Quand on analyse le témoignage de Gilbert Rozon à la lumière de l’ensemble de la preuve, la seule conclusion est qu’il est coupable hors de tout doute raisonnable, a affrimé la Couronne.  

La Couronne a terminé sa plaidoirie en demandant la condamnation de Gilbert Rozon pour viol et attentat à la pudeur. 

Cours sur le consentement  

Gilbert Rozon a eu droit à un cours sur le consentement lors de son arrivée au palais de justice de Montréal pour la suite de son procès jeudi après-midi, gracieuseté d’un collectif qui avait déjà accueilli le magnat de l’humour déchu lors de sa dernière audience à la cour au début du mois.

« On veut encore une fois montrer aux survivant(e)s des crimes sexuels et conjugaux qu’on les croit, que nous sommes là et que nous nous battrons pour que justice soit rendue », a affirmé par voie de communiqué Coralie LaPerrière du collectif « wake up calice ».

Pour ce groupe, accueillir Gilbert Rozon juste avant les plaidoiries de la Couronne est d’autant plus significatif qu’en début de semaine, la Cour suprême du Canada a refusé d’entendre la cause des Courageuses.

Ce regroupement de femmes affirme que chacune d’entre elles a été agressée par le fondateur de Juste pour rire, entre 1982 et 2001. Elles voulaient intenter contre lui une action collective de plus de 10 millions $, mais la demande a été refusée par la Cour d’appel, car il n’y avait pas assez de similitudes entre chaque cas pour justifier de prendre cette avenue judiciaire.

« La dénonciation, c’est trop souvent un combat où on peut se sentir extrêmement seul(e)s », a renchéri Mme LaPerrière.

Dernier sprint  

Rozon, 66 ans, est de retour à la cour aujourd’hui pour assister aux plaidoiries de la Couronne, à son procès pour viol et attentat à la pudeur.

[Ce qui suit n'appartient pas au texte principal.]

PR #11022, opened 2024-05-23
[Server] Lazy conversion from design formats to meshery-design

MUzairS15:
**Notes for Reviewers**

Supports lazy conversion of the source content to design format.
Introspects and converts the pattern_file into design format if the following conditions are met:

pattern_file attribute is empty, and
The "type" (sourcetype/original content) is not Design. [is one of compose/helmchart/manifests]

### DIFF
--- a/server/handlers/meshery_pattern_handler.go
+++ b/server/handlers/meshery_pattern_handler.go
@@ -2,6 +2,7 @@ package handlers
 
 import (
 	"bytes"
+	"context"
 	"database/sql"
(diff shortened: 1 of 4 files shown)


leecalcote:
@MUzairS15 Does source type still need to be expressly defined?

MUzairS15:
While we are using the recently added introspector in meshkit to distinguish whether a chart/manifest during model generation, it is yet to be replaced in server/meshreyctl

PR #11048, opened 2024-05-25
Revert "[Server] Lazy conversion from design formats to meshery-design"

MUzairS15:
Reverts meshery/meshery#11022


MUzairS15:
Need minor change, build is failing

Selon la poursuite, l’ancien homme d’affaires avait commis ces crimes sur une employée de station de radio en 1980, dans une maison des Laurentides.

« Je me souviens de l’oppression, du lâcher-prise, de me dire de penser à autre chose et que ça va se finir », avait témoigné la plaignante, qui avait à l’époque 20 ans.

Lors des plaidoiries de la défense au début du mois, les avocats de Rozon, dont Me Pierre Poupart, avaient tout fait pour démonter la crédibilité de la femme, en assurant que « les événements ont été marqués du sceau du respect et de la courtoisie ».

Dans son propre témoignage, l’ex-magnat de l’humour avait assuré avoir respecté le consentement quand la plaignante l’avait repoussé. Et contrairement à cette dernière affirmant avoir été violée par la suite, dans sa chambre alors qu’elle dormait, Rozon a juré que c’était la femme qui était venue le rejoindre dans son lit.

«Je n’inventerais pas une histoire comme ça, c’est la vérité, c’est ce que j’ai vécu», avait-il dit.